March 14, 2012
Did you ever have someone tell you something and then later you look back and realize they saw the truth much clearer than you yourself did? At those times, you might think one of two things if you think at all 1) it’s a self fulfilling prophecy or 2) the person saw more than you did. Either way, when you take part in the action that was foretold, you are fulfilling prophecy. It’s what I’m doing now.
Flashback to 2003 on the eve of the 2nd US war in Iraq. After September 11th, I’d abandoned the mainland and bailed to Hawaii where I started managing hostels and running kayak tours. I was the happiest I’d been in years and life felt really good. It must have reflected in my character because before I knew it, I had hooked up with this incredibly hot flight attendant who fed every bit of my ego with her soft body and admiring words. I had to have her.
So, when she left Hawaii, instead of just waiting for her next furough like I should have done, I followed her back to Portland, Oregon and set about trying to prove that I was good enough for her. The funny thing is that I didn’t have anything to prove, her hard body and soft words were all the proof necessary. But let’s face it, I was stupid.
So I left Hawaii, went back to Portland, got a job as a stockbroker, passed my Series 7 and Series 63 exams and began wearing a suit to work everyday. Let’s face something else – flight attendants like island flings with kayak guides, layover lays with pilots, and then later a settled relationship and mine already had her settled relationship – I was just a fling. So there I was, wearing a suit, hustling people to buy J.P. Morgan and Krispy Kreme Donuts and falling into a deep depression as I worked on the finishing touches of Rough Living: Tips and Tales of a Vagabond and dreamed about sleeping in a hammock back in the Kalalau Valley surrounded by six naked women of multi ethnic backgrounds (true story by the way…).
The flight attendant didn’t want me, I felt like I was selling my soul as I told people that war woud make the market drive to new heights (which, by the way, it did), and I didn’t have much in common with my colleagues in the brokerage despite the fact that I was damn good at what I was doing.
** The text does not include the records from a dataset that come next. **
PR #4665, opened 2025-03-19
Add typesetting plugin stage to migrations

### LINKED ISSUE #4664: Migration needed for workflow stages introduced by typesetting
**Describe the bug**
Django is suggesting a migration for the the workflow stages because of the recent merge of typestting into core.

**Janeway version**
052cf7d71467756831a43b78f64d39c12b367fa9

joemull:
Fixes #4664


ajrbyers:
Should this be a DynamicChoiceField rather than adding migrations for it?

joemull:
Happy to redo it that way if you like?

mauromsl (approved):

mauromsl:
> Should this be a DynamicChoiceField rather than adding migrations for it?

It is already a DynamicChoiceField, but it is not using `dynamic_choices` for built-in stages, since those are always present

ajrbyers (approved):

PR #4671, opened 2025-03-20
Fix navigation between all users and journal users

### LINKED ISSUE #4577: Reversing press URLs on journal sites in path mode
## Problem description

When forming Janeway URLs in path mode, the press level of a site is often identified by the *absence* of a journal code, rather than the presence of a key or argument or path segment.

As a result, there is currently no way to dynamically build a named URL at the press level when working within the context of a journal page. This makes it difficult to create journal-level interfaces that refer to press interfaces and guide users between them.

Example:

https://github.com/openlibhums/janeway/blob/69823297b203c4edb3a4ab6b127ba81e32c65fe2/src/templates/admin/core/manager/users/list.html#L28-L33

You can do `request.press.site_url` or `journal.press.site_url` in most cases, but these are just context variables pointing to the press landing page. They do not take arguments and so cannot be used to reverse named urls.

The template tag `site_url` also does not work because, on path mode, it prepends the journal code. 

https://github.com/openlibhums/janeway/blob/69823297b203c4edb3a4ab6b127ba81e32c65fe2/src/core/templatetags/fqdn.py#L33-L44

This means the formed URL will always refer back to the journal. If you do `{% site_url "press_all_users" %}` that will just put out `example.org/JOURNAL/press/user/all`.

## Proposed solution

An additional template tag `press_url` that allows you to reverse any press url, regardless of current page / request context. It could be used like this:

```
If a broader search is needed,
          try <a href="{% press_url 'press_all_users' %}">All Users
          at the press level</a>.
```

## Alternative considered

An additional argument on the `site_url` template tag for a boolean called `press`. If `True`, the tag will use press as the `site_type` rather than the `site_type` of the request.

### LINKED ISSUE #4667: fix bug that prevents movement between press and journal levels

joemull:
Fixes #4667 - bug report.
Fixes #4577 - underlying problem.

Adds an additional menu for links *back* from the press to the journal level:

image

"Test A" in this screenshot is the name of the press.


joemull:
@Astronaut-resting Is it alright if I assign you for first review of this? It fixes the link from the journal level to the press level, and also adds a box at the press level with links back to the journal users pages.

Astronaut-resting (approved):
looks good!

joemull:
Ah, I had a thought about this one: we may need to ensure the list of journal links is sorted A-Z.

src/templates/admin/core/manager/users/list.html
```diff
@@ -27,12 +28,28 @@
...
+                  {{ journal.name }}
+                </a>
+              </li>
+            {% endfor %}
+          </ul>
         </aside>
       {% endif %}
+      {% comment %} The above URLs are hardcoded because there is no other
+      way to form a press URL dynamically on a journal page at the moment,
+      or to form a journal URL dynamically on a press page.{% endcomment %}
```
mauromsl, line 52: we do have one: see fqdn.external_journal_url.

src/press/tests/test_views.py
```diff
@@ -31,3 +38,50 @@ def test_press_nav_account_links_do_not_have_return(self):
...
+        self.client.force_login(self.press_manager)
+        response = self.client.get(
+            '/user/all/',
+            SERVER_NAME=self.press.domain,
+        )
+        content = response.content.decode()
+        self.assertIn(
+            f'{self.press.domain}/{self.journal_one.code}/user/all/',
+            content
+        )
```
mauromsl, line 87: While I appreciate the existance of tests, these types of tests we are introducing here look more like acceptance tests than unit tests. They are relatively slow and they are just testing that you've put the correct URL on the template, so I don't think we should include them as long as we use the correct template tag to generate urls and that the tag itself is properly unittested.

mauromsl (changes requested):

mauromsl (approved):

joemull:
Thanks for your updates Mauro. Before you review this Andy, I will fix a typo and also sort the journals A-Z.

src/press/models.py
```diff
@@ -185,6 +185,37 @@ def journals(**filters):
             return journal_models.Journal.objects.filter(**filters)
         return journal_models.Journal.objects.all()
 
+    @property
+    def journals_by_sequence(self):
+        from journal import models as journal_models
+        return journal_models.Journal.objects.all().order_by('sequence')
```
ajrbyers, line 191: Is this used somewhere else?

ajrbyers (changes requested):
Looks good - though added a comment about an potentially unused method.

src/press/models.py
joemull: No. I will remove it.

ajrbyers (approved):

I probably would have stayed with it and made lots of money, bought too many houses and then lost it all except for one day, I was trying to close a prospect and suddenly he started spouting things like no other prospect before him had…
This guy had assets of $31 million and I was trying to get him to move $30k into my hands so I could prove I was better than his other brokers. On the verge of closing the deal – I could feel it. We were there. And suddenly, this multi-millionaire blurts out “Man, you shouldn’t be doing this work.”
Now, I hadn’t told him much about me aside from I was a shit hot broker but this guy spits this out at me. “This is what I’m good at,” I told him, “Let’s make this transfer and I’ll prove it to you.”
“Have you ever been to Istanbul?” he asked me. I told him I hadn’t. At this point, this hard businessman starts waxing poetic about the amazing blues you can see when you gaze into the wakes of the Istanbul ferries as they cross the Bosphorus. He starts rhapsodizing about the konaks along the shore. He starts talking about the exotic smells in the Egyptian spice bazaar and the way suitcases rumble as the wheelie bags are dragged over cobblestone streets.
I made a couple of attempts to get him back on track, but he kept going and let’s be honest – he had my attention and I wanted to hear more. Finally, it was me listening as he described what seemed like a dream to me back then. Finally, he said “I’m not going to buy any stock from you. It wouldn’t be right. You might stay in this life if you did.”
I tried to laugh and urge him back to business, but I knew he was right. My heart wasn’t in it. My heart was transported to where he had taken me with his words. Istanbul.
“You need to quit this job and go manage some hotel looking out on the Marmara Sea,” he told me. “You need to walk away while you still have your soul and go restore one of those konaks along the Bosphorus. Run a guesthouse for savvy travelers. Get out, man. Just do it. Go.”
I tried to bring him around but he wouldn’t listen. Maybe he felt the same way.
I don’t remember his name. I don’t remember where he lived. I wonder if he remembers me – because three weeks later, I walked out of the brokerage never to return. I gave up my dreams of the flight attendant, went back to Hawaii, and eventually now, nine years later (because 9 is the magic number), I sit here staring out at the Marmara Sea from the hotel I’m managing in Istanbul, I remember his words. I’ve just looked at my journal from back then to make sure I was remembering things the right way and yes, the multi-millionaire was somehow prophetic about my fate, about my future.
All this time, I wondered where I was going, but apparently I was just heading towards fulfillment of this prophecy. Now, I just hope the psychic who told me I would be very rich and the other psychic who told me I would win an Emmy or Oscar (how the hell is that supposed to happen?) were right too. As for the gypsy in North Carolina who told me I would have a wife in the East and a wife in the West (one light and one dark, she told me) – I’m thinking one wife is plenty. But, like me sitting in this old Ottoman Hotel – perhaps I’m already headed there and just don’t know it yet.
Look out Oscars, here I come. Fulfilling prophecy like an inevitable train chugging to the station.